Regarding the Virginia Tech thing, I just don't know what to do with it. I cannot imagine what it would be like to lose your child like that, at that point in life, when you're just getting to enjoy them as a person, a real person. That's how my mom talks about my Uncle Mark, who was killed in a car crash 30 years ago at the age of 21. The sadness was that he was just becoming interesting, you know? Just finding his own two feet. And I don't know if it's tasteless or not, but I think of Lord of the Rings every time I hear of seemingly random violence, think of Theoden donning his mantle of war and all the while wondering, "What can men do against such reckless hate?" The question rings out in my head, wholly unsatisfied with Aragorn's answer, and I feel like it is the question for our times how we as good people respond to those who perform vicious, evil acts.

My first question after I heard the news was, "Where is your God?" The second question was, "How is it right for one person to have the capability of ending thirty lives?" And then I realized that the two questions were connected, both dealing with responsibility, with cause, with reason, and I knew in that instant what I know about my own darkness, and that is it comes from a place beyond reason, beyond motive and purpose and cause. Every person has a well inside of them, a well that, at its bottom, is sludgy and dank, and if its dug too deep or there's not enough water, evil, dangerous things can seep through and bubble upwards.

Friends are the water. Love is the water. And if you aren't filled up, then you can draw some crazy things from the bottom of yourself.

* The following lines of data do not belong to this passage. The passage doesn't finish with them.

PR #415, opened 2017-02-19
Allow users to change Bar color on AppIntro2, too

almic:
I think this will be a nice addition 💯 

As far as I can see, this will definitely work since the ID already exists in intro_layout2


paolorotolo:
LGTM, thanks!

PR #420, opened 2017-03-06
Add 'layout_above' attribute to anchor ViewPager fragments.

rcraig-quarksecurity:
Avoid overlapping views in cases where the added
Fragments merge with the bottom layout.

### DIFF
--- a/library/src/main/res/layout/intro_layout.xml
+++ b/library/src/main/res/layout/intro_layout.xml
@@ -9,7 +9,8 @@
     <com.github.paolorotolo.appintro.AppIntroViewPager
         android:id="@+id/view_pager"
         android:layout_width="fill_parent"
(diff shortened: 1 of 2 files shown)


rcraig-quarksecurity:
This patch would unfortunately prevent each slide from setting a different background color in a uniform way. Not having the viewpage anchored seems to allow its background color to bleed over into the navigation portion and then switch to the next prescribed color when switching to the next slide (by the looks of it the intended purpose of the library).

My issue was with a slide that held too much content and therefore ran over top the navigation elements. I guess by having too much content in one slide it breaks with your library's intended use as a simple set of intro slides.

I'll close this myself. Sorry for the noise.

avluis:
Thanks for giving this a try and thanks a lot for taking the time to test it so thoroughly.
It's very appreciated.

PR #639, opened 2019-02-22
Update Skip Icon and add Hindi translation.

Anutha02:
Updated skip icon to be more consistent with material design and added Hindi Translation.

PR #646, opened 2019-02-24
Reverting 'Update Skip Icon' as the icon is not centered

cortinico:
Reverting part of #639 of @Anutha02 as the Skip icon is not centered in the icon.

screenshot_1551047270

Moreover I think that having two "arrows" for the user is confusing to understand exactly what are doing.


Anutha02:
Ummm, it can be easily centred: Delete the icon, right click drawable folder, add vector asset and choose this icon with the required size. I am currently working on a PR that modifies the bottom bar of layout2 a bit so please wait for that...

paolorotolo:
This is probably fixed by #647. I'm testing it right now.

Anutha02:
Yup. Fixed by #647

Anyways, I'm waxing. But it does have me thinking about life and about death, about what I'm leaving to the world and whether I'm in danger of dying with my music still inside me. I wish I could spend less time being afraid of not accomplishing enough and more time actually accomplishing, but that seems a silly wish seeing as I'm the only one who can grant it (Disney moment!).

Alright, I'm heading to bed. So little to say, so much time. Wait. Scratch that. Reverse it.